Work instructions:
Return each line of the entries that holds the string "pdtime".

######

PR #4217, opened 2022-01-04
cdc,pkg(ticdc): refactor pdtime.Clock

### LINKED ISSUE #4216: TiKVStorage and TimeAcquirer can be shared
As title.

overvenus:

Issue Number: close #4216

### Check List 

Tests 

 - Unit test
 - Integration test

### Release note 

```release-note
None
```


pkg/pdtime/clock.go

######

Exercise output:
cdc,pkg(ticdc): refactor pdtime.Clock
pkg/pdtime/clock.go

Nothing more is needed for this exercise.